Collected data entries

------------------------------

PR #392, opened 2026-07-29
fix: reject non-numeric RTT samples (a clock step mid-ping kills the daemon)

ooonea:
On the first boot after an OS upgrade, cake-autorate died 35 seconds in and my WAN ran unshaped until I restarted it by hand. What made it worse is that systemd saw a clean exit — "Deactivated successfully" — so no `Restart=` policy would have caught it. The shaper was just quietly gone.

The daemon log and chronyd, in the same second:

```
ERROR; 2026-07-29-17:03:58; .../cake-autorate.sh: ((:
ERROR; 2026-07-29-17:03:58; dl_owd_us=10#: invalid integer constant (error token is "10#")

Jul 29 17:03:58 chronyd[1273]: System clock was stepped by -1.759986 seconds
```

The clock stepped backwards while a ping was in flight, so fping reported a negative RTT. It prints such a value rather than dropping it — `sprint_tm()` has a branch labelled `/* negative (unexpected) */` that formats it with `%.2g`. The line still has 12 fields, so it passed the response gate, and then the parse hit this:

```console
$ rtt_ms="-1.8e+03"; printf -v rtt_us %.3f "${rtt_ms}"; (( dl_owd_us=10#${rtt_us//.}/2 ))
bash: ((: dl_owd_us=10#: invalid integer constant (error token is "10#")
```

Base notation can't carry a sign, bash aborts the whole arithmetic compound, and the cleanup trap takes the daemon down with exit 0.

The fix rejects an RTT token containing anything outside `[0-9.]`, at the response gate. It's a glob class check rather than a regex on purpose: `[[ =~ ]]` recompiles the ERE on every sample, which measured ~32 µs against ~0.5 µs for the pattern match. A line that doesn't match simply isn't treated as a reflector response, so there's no new control flow, and a nonsense sample no longer reaches the OWD baselines.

------------------------------

### TASK ITEM
Every line above should be duplicated exactly as it stands.

### ANSWER TO THIS TASK
PR #392, opened 2026-07-29
fix: reject non-numeric RTT samples (a clock step mid-ping kills the daemon)

ooonea:
On the first boot after an OS upgrade, cake-autorate died 35 seconds in and my WAN ran unshaped until I restarted it by hand. What made it worse is that systemd saw a clean exit — "Deactivated successfully" — so no `Restart=` policy would have caught it. The shaper was just quietly gone.

The daemon log and chronyd, in the same second:

```
ERROR; 2026-07-29-17:03:58; .../cake-autorate.sh: ((:
ERROR; 2026-07-29-17:03:58; dl_owd_us=10#: invalid integer constant (error token is "10#")

Jul 29 17:03:58 chronyd[1273]: System clock was stepped by -1.759986 seconds
```

The clock stepped backwards while a ping was in flight, so fping reported a negative RTT. It prints such a value rather than dropping it — `sprint_tm()` has a branch labelled `/* negative (unexpected) */` that formats it with `%.2g`. The line still has 12 fields, so it passed the response gate, and then the parse hit this:

```console
$ rtt_ms="-1.8e+03"; printf -v rtt_us %.3f "${rtt_ms}"; (( dl_owd_us=10#${rtt_us//.}/2 ))
bash: ((: dl_owd_us=10#: invalid integer constant (error token is "10#")
```

Base notation can't carry a sign, bash aborts the whole arithmetic compound, and the cleanup trap takes the daemon down with exit 0.

The fix rejects an RTT token containing anything outside `[0-9.]`, at the response gate. It's a glob class check rather than a regex on purpose: `[[ =~ ]]` recompiles the ERE on every sample, which measured ~32 µs against ~0.5 µs for the pattern match. A line that doesn't match simply isn't treated as a reflector response, so there's no new control flow, and a nonsense sample no longer reaches the OWD baselines.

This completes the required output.